PP 44/2025 Tegaskan Aturan Penghentian Layanan Penagihan PNBP
11 November 2025 • Ben Asmadeus

Pada 11 November 2025, pemerintah melalui PP No.44 Tahun 2025 mempertegas ketentuan penghentian layanan dalam penagihan PNBP. Ketentuan ini memberi wewenang kepada Menteri Keuangan atau pimpinan instansi pengelola PNBP untuk menghentikan layanan kepada wajib bayar.
Penghentian dapat dikenakan kepada orang pribadi, badan, pemilik badan, penanggung atau pihak yang memperoleh hak, namun tidak mencakup layanan dasar. PP 44/2025 merupakan peraturan omnibus yang menggantikan PP 69/2020, PP 59/2020, dan PP 58/2020, sehingga menambah kepastian hukum mengenai pihak yang dapat dikenai penghentian. Surat tagihan PNBP yang diterbitkan mencakup pokok dan sanksi administratif sebesar 2 % per bulan, maksimal 24 bulan.

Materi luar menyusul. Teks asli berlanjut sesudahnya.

PR #274, opened 2019-03-25
Add providerID

jichenjc:
refer to aws implementation, add providerID in exists function

Fixes #

**Release note**:

```release-note

```

### DIFF
--- a/pkg/cloud/openstack/machine/actuator.go
+++ b/pkg/cloud/openstack/machine/actuator.go
@@ -232,7 +232,7 @@ func (oc *OpenstackClient) Create(ctx context.Context, cluster *clusterv1.Cluste
 
 	}
 
-	return oc.updateAnnotation(machine, instance.ID)
+	return oc.updateMachine(machine, instance.ID)
 }
 
 func (oc *OpenstackClient) Delete(ctx context.Context, cluster *clusterv1.Cluster, machine *clusterv1.Machine) error {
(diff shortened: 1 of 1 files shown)


jichenjc:
need upgrade cluster-api.......

chrigl:
/hold

Just to not being merged accidentally. As @jichenjc mentioned... we need an update of cluster-api for this.

With having this, we might want to remove the annotation `openstack-resourceId`, because in fact this is the same.

jichenjc:
@chrigl can you share how to upgrade cluster-api? seems change the master branch to latest commit doesn't help, should we wait for a release of cluster-api?

chrigl:
@jichenjc We keep the master branch of `cluster-api`, since there is no release at the horizon. You could update it using `dep ensure --update sigs.k8s.io/cluster-api`... But the hard part is testing it. And please do it in a separate branch.

jichenjc:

Dengan aturan ini, instansi pengelola PNBP memiliki dasar hukum yang lebih kuat untuk menindak wajib bayar yang tidak memenuhi kewajiban, yang diharapkan meningkatkan kepatuhan dan penerimaan negara. Penagihan akan dilakukan secara simultan dengan upaya optimalisasi piutang sesuai peraturan yang berlaku.